Ballardvale is home to many fine examples of 19th-century architecture. Styles represented include Greek Revival, Gothic Revival, Italianate, and Queen Anne style Victorian. Historic homes include both those originally occupied by mill workers as well as mill owners. Ballardvale is a locally recognized Historic District, with specialized zoning regulating changes made to properties in the area.

== Transportation ==

The railroad has always been important to Ballardvale, with a rail line running north–south through the village. Local as well as distance trains ran through the village starting on July 3, 1848. According to Boston & Maine railroad reports, a 'large and commodious station house' was built. In 1881, 56 feet of the original 135 feet of the station was turned 90 degrees and moved to 174 Andover Street, where it still exists. This portion of the station remained the property of B&M railroad until 1925. The other 78 feet was torn down around 1950. Today "Ballardvale" is a stop on the Haverhill line of the commuter rail operated by the Massachusetts Bay Transportation Authority (MBTA). Pan Am Railways freight trains also run regularly through the village. There is a gated railroad crossing at the intersection of Andover and Tewksbury Streets.

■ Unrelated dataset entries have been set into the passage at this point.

PR #839, opened 2021-01-14
feat: Update ticket screens for i18n use

gorandalum:


gorandalum:
Some things left:
- Not all of the functions in the date-utils file is fully i18n compatible. They some places defaults to Norwegian or the default language. Changing this will affect lots of files, so should probably be done in own PR.
- Several places the names for ticket types, user profiles, etc. are presented in Norwegian ("Enkeltbillett", "Voksen", o.l.). The English texts are returned through the API, but using them is not yet implemented. Did not update it now as it is not necessary to do it before the translation of the texts-files.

Interstate 93 passes through Ballardvale, with one exit serving the village directly at Dascomb Road. This exit also serves Andover proper and Tewksbury.

== Other village features ==

Despite being located within the larger town of Andover, Ballardvale is still a functioning village, with its own local resources.

A U.S. Post Office, fire station, pizza parlor, and retail shops are all located along Andover Street.

The village is home to two churches. The historic St. Joseph's on High Vale Street, built in 1881, is a "mission church" of St. Augustine's in downtown Andover, and remains open for Sunday Mass. Ballardvale United, on Clark Road, was formed in 1955 after the union of two smaller churches, the Union Congregational Church and Methodist Episcopal Church.

The Ballardvale Green is a small park located at the intersection of Andover Street and Center Street. Across the way is a large playground, where generations of children have played. The site was for many years occupied by a large public boarding house.

Located around the corner on Clark Road, the Burns Reservation, owned and operated by the Andover Village Improvement Society (A.V.I.S.) is 5 acre tract of undeveloped woods and wetland.

The Union Congregational Church still stands, though it has been altered by multiple fires. In the 1970s it was used as a paint/hardware store. After another fire it was rebuilt as a residence.